Let $f\colon\mathbb{R}\to\mathbb{R}$ be such that, for every $n\in\mathbb{Z}$, $f$ is differentiable on $\left(n,n+1\right)$ and $n$ is a discontinuity of first kind of $f$. We define $$T_f(\phi)=\int_{\mathbb{R}}f(x)\phi(x)dx,\quad\text{where }\phi\text{ is a test function}.$$ I understand that, when $f$ is continuously differentiable, $T_f$ is well defined and the derivative of $T_f$ is just $T_{f'}$. However, these two do not seem clear in this case.
My attempt: Since $n$ and $n+1$ are discontinuities of first kind of $f$, we can define a new function, say $g_{n}$ such that $g_{n}$ is continuous on $[n,n+1]$ and equal to $f$ a.e. Thus $f$ is (Lebesgue) integrable on $[n,n+1]$. We then conclude that $f$ is locally integrable on $\mathbb{R}$ and therefore $T_{f}$ is well defined.

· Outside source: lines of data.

PR #991, opened 2019-02-12
Declaration reuse bug

katstevens:
Trello: https://trello.com/c/itTrzlID/363-g11-declaration-re-use-bug

The declaration reuse form had an unnecessary validator on it, causing a bug where the supplier could not proceed if they did not want to copy their declaration. 

The same issue was on a DOS validator for copying services, so I've updated that too.

Also bumps our 3 DM libraries to get rid of some deprecation warnings, and get rid of the unused Mandrill dependency.

### DIFF
--- a/app/main/forms/frameworks.py
+++ b/app/main/forms/frameworks.py
@@ -65,7 +65,6 @@ class OneServiceLimitCopyServiceForm(FlaskForm):
         "Do you want to reuse your previous {lot_name} service?",
         question_advice="You still have to review your service and answer any new questions.",
         false_values=("False", "false", ""),
-        validators=[InputRequired(message="You must answer this question.")],
         widget=DMSelectionButtonBase(type="boolean"),
     )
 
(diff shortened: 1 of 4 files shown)


config.py
```diff
@@ -128,7 +128,7 @@ class Development(Config):
     DM_DOCUMENTS_BUCKET = "digitalmarketplace-dev-uploads"
     DM_ASSETS_URL = "https://{}.s3-eu-west-1.amazonaws.com".format(DM_SUBMISSIONS_BUCKET)
 
-    DM_NOTIFY_API_KEY = "not_a_real_key-00000000-fake-uuid-0000-000000000000"
+    DM_NOTIFY_API_KEY = "katsandbox-95316ff0-e555-462d-a6e7-95d26fbfd091-83356680-310b-4f0f-a25d-613fb10066de"
```
jonodrew: I think this is better as an obviously fake key, so we don't end up using your sandbox key?

katstevens: I've revoked that key anyway.

PR #995, opened 2019-02-14
clarification/follow-up questions: use better default email addresses for these

risicle:
Spurred by https://trello.com/c/49yR7N9O/

These defaults currently end up actually getting used in the functional tests, so it'll probably be good to have more deliberate ones now we're actually going to be exercising them

### DIFF
--- a/config.py
+++ b/config.py
@@ -24,7 +24,7 @@ class Config(object):
     DM_DATA_API_URL = None
     DM_DATA_API_AUTH_TOKEN = None
     DM_NOTIFY_API_KEY = None
-    DM_CLARIFICATION_QUESTION_EMAIL = 'digitalmarketplace@mailinator.com'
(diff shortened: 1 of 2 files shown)


config.py
```diff
@@ -24,7 +24,7 @@ class Config(object):
     DM_DATA_API_URL = None
     DM_DATA_API_AUTH_TOKEN = None
     DM_NOTIFY_API_KEY = None
-    DM_CLARIFICATION_QUESTION_EMAIL = 'digitalmarketplace@mailinator.com'
+    DM_CLARIFICATION_QUESTION_EMAIL = 'clarification-questions@example.gov.uk'
```
katstevens: Do we want `example.gov.uk` or `example.com`?

risicle: I don't think it actually makes a difference here, but I went `gov` simply because it's mimicking what will presumably be a CCS address IRL.

risicle:
Actually I also have to modify the email ref generation process so I might close this and open a broader PR.

PR #996, opened 2019-02-15
clarification/follow-up questions: use custom-generated references for emails

risicle:
For the purpose of https://trello.com/c/49yR7N9O

These should make it easier to write functional tests for this process. Note the critical emails use `allow_resend=True` to prevent any (however unlikely) reference collisions preventing an email getting through.


risicle:
TYVM

PR #1005, opened 2019-03-11
Refactor forms

lfdebrux:
Here's some refactoring I did of some of the forms in the supplier frontend.

The changes are part of what I was doing https://github.com/alphagov/digitalmarketplace-supplier-frontend/tree/ldeb-107-wtforms-dmfields-supplier-forms, but packaged nicer.

I want these changes to be in the supplier frontend now because I intend to reuse (some of) the code for the admin frontend, and it would be helpful to be able to point to the supplier frontend code in `master` as an exemplar.

### DIFF
--- a/app/main/views/suppliers.py
+++ b/app/main/views/suppliers.py
@@ -10,7 +10,7 @@ from dmutils.dates import update_framework_with_formatted_dates
 from dmutils.email import send_user_account_email
 from dmutils.email.dm_mailchimp import DMMailChimpClient
 from dmutils.flask import timed_render_template as render_template
-from dmutils.forms.helpers import remove_csrf_token, get_errors_from_wtform
+from dmutils.forms.helpers import get_errors_from_wtform
 from dmutils.errors import render_error_page
 
 from ...main import main, content_loader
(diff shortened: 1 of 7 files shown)


app/main/views/suppliers.py
```diff
@@ -418,7 +416,13 @@ def edit_supplier_organisation_size():
 @main.route('/trading-status/edit', methods=['GET', 'POST'])
 @login_required
 def edit_supplier_trading_status():
-    form = CompanyTradingStatusForm()
+
+    prefill_data = {}
+    if request.method == "GET":
```
risicle: Why does this view only conditionally load the existing supplier data and the others load it for both `GET` and `POST`?

lfdebrux: I was worried about making the GET more expensive; the other views GET was already including the api requests.

I'm happy to take it out though, it is a bit premature optimisation-y

risicle: I was actually looking at it the other way around - why don't we do it in all the others too? One advantage I can think of is a small amount of added clarity - it's more clear the `prefill_data` can't have any effect in the `POST` case if it never gets filled out in the first place.

Unless, I reasoned, the use of supplier-fetching here is being used as a guard to generate 404s if the supplier doesn't exist - but... that's ... not possible here? Guessing most of this apps use a `login_required` decorator that requires `role == "supplier"`?

PR #1008, opened 2019-03-18
Modern slavery validation

katstevens:
Trello: https://trello.com/c/76VkxnU3/425-modern-slavery-validation-messages

The logic for required fields on the Modern Slavery section should go:

`Turnover: yes` + `Reporting requirements: yes` = statement required, explanation text not required
`Turnover: yes` + `Reporting requirements: no` = statement not required, explanation text required
`Turnover: no`: nothing else required

The extra logic triggered the flake8 complexity warning, I ignored it for the validator in the end (but did move out the declaration fields to an attribute of the validator class, which seemed neater).

The tests for the validator are a bit out of date, it might be good to update those later.

Screengrab:
modern-slavery-declaration-validation

### DIFF
--- a/.flake8
+++ b/.flake8
@@ -8,7 +8,7 @@
 # W504: line break after binary operator
 exclude = venv*,__pycache__,node_modules
 ignore = D203,W503,W504
-max-complexity = 7
+max-complexity = 8
 max-line-length = 120
 per-file-ignores =
     app/__init__.py : E402
--- a/app/main/helpers/validation.py
+++ b/app/main/helpers/validation.py
@@ -229,6 +229,12 @@ class DOSValidator(DeclarationValidator):
             if self.answers.get('licenceOrMemberRequired') in ['licensed', 'a member of a relevant organisation']:
                 req_fields.add('licenceOrMemberRequiredDetails')
 
+        # If supplier doesn't meet the Modern Slavery reporting requirements, they don't need to upload a statement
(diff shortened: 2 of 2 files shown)


.flake8
```diff
@@ -15,3 +15,4 @@ per-file-ignores =
     app/main/__init__.py : E402, F401
     app/status/__init__.py : E402, F401
     app/main/views/*.py : C901
+    app/main/helpers/validation.py : C901
```
lfdebrux: Can we add the flask ignore to the particular method rather than the file as a whole?

app/main/helpers/validation.py
```diff
@@ -183,33 +183,35 @@ class DOSValidator(DeclarationValidator):
...
+        ],
+        "modernSlaveryReportingRequirements": [
+            "modernSlaveryTurnover"
+        ],
+    }
+
     email_validation_fields = set(["contactEmailContractNotice", "primaryContactEmail"])
     character_limit = 5000
 
     def get_required_fields(self):
```
lfdebrux: To flake8 ignore just this method as mentioned in previous comment:

```suggestion
    def get_required_fields(self):  #noqa: C901
```

.flake8
katstevens: Tbh I might just bump up the complexity limit from 7 to 8 and get rid of the ignore.

lfdebrux: Haha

My question: 1) Is the above reasoning (to show that $T_f$ is well defined) correct? And:
2) What would the derivative of $T_f$ look like in this case? I think it is not $T_{f'}$ as $f'$ is not defined at $n$.
Any help/hint is highly appreciated.
If $f$ is absolutely continuous on each segment $[n, n + 1]$ when defined to take the values $f(n + 0)$ and $f((n + 1) - 0)$ at the endpoints, integration by parts shows that the distributional derivative is $$f'(x) + \sum_n (f(n + 0) - f(n - 0)) \delta(x - n),$$ where $f'(x)$ is the ordinary derivative. If the conditions for integration by parts do not hold, the distributional derivative may not be representable in this form. Also, if the test functions do not have finite support, it is necessary to add a condition on how fast $f$ can grow.